Thank you Andrea1968. We will be in Oliva tomorrow so will see for ourselves and I like a good bargain! Glad you like it and good luck for your move to Javea.


----------



## andrea1968 (Feb 27, 2014)

enjoy yourself jeanryan, so exciting isn't it, the U3A Oliva is a good place to make friends and ease the transition. It is for expat retirees and they have loads going on. We will move back here, once little man has flown the nest. I adore the beach here and will be visiting it often.


----------



## soyjohnward (Aug 1, 2016)

Could you tell me the areas to avoid as lots of people hint there are areas to avoid but nobody is specific

Thanks


----------



## Horlics (Sep 27, 2011)

Oliva's old town has a handful of streets that might be considered pretty, the rest are grotty.
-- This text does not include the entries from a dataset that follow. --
PR #174, opened 2022-09-08
OCC-28: Order part breaks when it contains products with attributes

### LINKED ISSUE #148: Order part breaks when it contains products with attributes (OCC-28)
### Summary

Order part breaks when it contains products with attributes. Meaning when opening an order content item, the order part itself will not be displayed.

### Reproduction steps
**Some of the reproduction steps require #146 to be closed, or the usage of the [OCC-24](https://github.com/OrchardCMS/OrchardCore.Commerce/tree/issue/OCC-24) branch.** 

1. Configure Stripe payment (see [Readme](https://github.com/OrchardCMS/OrchardCore.Commerce/blob/main/README.md))
2. Create a content type with `Product` and `PriceVariants` parts, add and configure a `TextProductAttributeField`. (Alternatively use the [OCC-24](https://github.com/OrchardCMS/OrchardCore.Commerce/tree/issue/OCC-24) branch or wait for it to be merged since it contains a content type and item that I previously mentioned)
3. Create a content item of the previously created type.
4. Add it to the shopping cart, then checkout and "pay" (see [Readme](https://github.com/OrchardCMS/OrchardCore.Commerce/blob/main/README.md) again for test cards). To be able to add products with `PriceVariants` you need to use the [OCC-24](https://github.com/OrchardCMS/OrchardCore.Commerce/tree/issue/OCC-24) branch or wait for #146 to be closed.
5. Go to the content items and click _Edit_ on the newly created order.
6. Observe that the `OrderPart` is missing.

### Results
Expected: The `OrderPart` is visible, the attributes are visible on the products inside the order.
Actual: The `OrderPart` is not visible.

image

### Additional notes
A log file is created when trying to open an order. Important part of it:
```
2022-08-11 15:52:11.7555|Default|00-eedd49b989fb09108df32f3e11138bbf-bdec484b7983fea8-00||OrchardCore.ContentManagement.DefaultContentManager|ERROR|IContentHandler thrown from
OrchardCore.ContentManagement.Handlers.ContentPartHandlerCoordinator by JsonSerializationException Newtonsoft.Json.JsonSerializationException: Could not create an instance of type
OrchardCore.Commerce.Abstractions.IProductAttributeValue. Type is an interface or abstract class and cannot be instantiated. Path 'OrderPart.LineItems[0].Attributes[0].UntypedPredefinedValue'.
```

DemeSzabolcs:
OCC-28

Fixes #148

### DIFF
--- a/src/Modules/OrchardCore.Commerce/Serialization/ProductAttributeValueConverter.cs
+++ b/src/Modules/OrchardCore.Commerce/Serialization/ProductAttributeValueConverter.cs
@@ -1,0 +1,75 @@
+using Newtonsoft.Json;
+using Newtonsoft.Json.Linq;
+using OrchardCore.Commerce.Abstractions;
+using OrchardCore.Commerce.ProductAttributeValues;
+using System;
+using System.Collections.Generic;
+using System.Linq;
+
+namespace OrchardCore.Commerce.Serialization;
+
+internal class ProductAttributeValueConverter : JsonConverter<IProductAttributeValue>
+{
+    private const string Type = "type";
+    private const string Value = "value";
+    private const string AttributeName = "attributename";
+
+    public override IProductAttributeValue ReadJson(
+        JsonReader reader,
+        Type objectType,
+        IProductAttributeValue existingValue,
+        bool hasExistingValue,
+        JsonSerializer serializer)
+    {
+        IDictionary<string, JToken> propertiesAndValues = new Dictionary<string, JToken>();
+        while (reader.Read() && reader.TokenType == JsonToken.PropertyName)
+        {
+            var propertyName = reader.Value.ToString();
+            reader.Read();
+            var propertyValue = JToken.ReadFrom(reader);
+
+            propertiesAndValues.Add(propertyName, propertyValue);
+        }
+
+        var attributeName = propertiesAndValues[AttributeName].ToString();
+
+        return propertiesAndValues[Type].ToString() switch
+        {
+            nameof(TextProductAttributeValue) => new TextProductAttributeValue(attributeName, propertiesAndValues[Value].ToString()),
+            nameof(BooleanProductAttributeValue) => new BooleanProductAttributeValue(attributeName, propertiesAndValues[Value].ToObject<bool>()),
+            nameof(NumericProductAttributeValue) => new NumericProductAttributeValue(attributeName, propertiesAndValues[Value].ToObject<decimal>()),
+            _ => null,
+        };
+    }
+
+    public override void WriteJson(JsonWriter writer, IProductAttributeValue productAttributeValue, JsonSerializer serializer)
+    {
+        if (productAttributeValue is null)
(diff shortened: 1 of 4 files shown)


src/Modules/OrchardCore.Commerce/Serialization/ProductAttributeValueConverter.cs
```diff
@@ -0,0 +1,74 @@
...
+using System;
+using System.Collections.Generic;
+
+namespace OrchardCore.Commerce.Serialization;
+
+internal class ProductAttributeValueConverter : JsonConverter<IProductAttributeValue>
+{
+    private const string Type = "type";
+    private const string Value = "value";
+    private const string AttributeName = "attributename";
```
DAud-IcI, line 14:
```suggestion
    private const string AttributeName = "attributeName";
```

src/Modules/OrchardCore.Commerce/Serialization/ProductAttributeValueConverter.cs
```diff
@@ -0,0 +1,74 @@
...
+            _ => throw new InvalidOperationException($"Unknown or unsupported type \"{typeName}\"."),
+        };
+    }
+
+    public override void WriteJson(JsonWriter writer, IProductAttributeValue productAttributeValue, JsonSerializer serializer)
+    {
+        if (productAttributeValue is null)
+        {
+            return;
+        }
```
DAud-IcI, line 42:
```suggestion
        if (productAttributeValue is null) return;
```

src/Modules/OrchardCore.Commerce/Serialization/ProductAttributeValueConverter.cs
```diff
@@ -0,0 +1,74 @@
...
+        writer.WriteStartObject();
+
+        var typeName = productAttributeValue.GetType().Name;
+
+        writer.WritePropertyName(Type);
+        writer.WriteValue(typeName);
+
+        writer.WritePropertyName(Value);
+
+        if (typeName == nameof(TextProductAttributeValue))
```
DAud-IcI, line 53: Instead of hard coding the type, it would be cleaner to check if `productAttributeValue.UntypedValue` is `IEnumerable<string>`, or even just `IEnumerable`.

DAud-IcI (changes requested):

src/Modules/OrchardCore.Commerce/Serialization/ProductAttributeValueConverter.cs
0liver: I've hit an unexpected case doing the same in CARE:

I was checking a property for its type and value, and when the type was derived from `IEnumerable` and the value was `null` I threw an `ArgumentError` asking the reader to assign an empty collection to the property when construction its containing class.

Turns out I forgot that `string : IEnumerable<char>`.

You might want to account for that, too.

I went into an awful tapas bar there once (on the recommendation of a friend!) and it was a Spaniard free zone, so meeting other Brits is certainly possible.

There's one reason to live in Oliva old town - cheap housing. And plenty of reasons not to.

My advice, look around. And if you don't find anywhere nicer than Oliva old town, keep looking, because you're not trying hard enough.


----------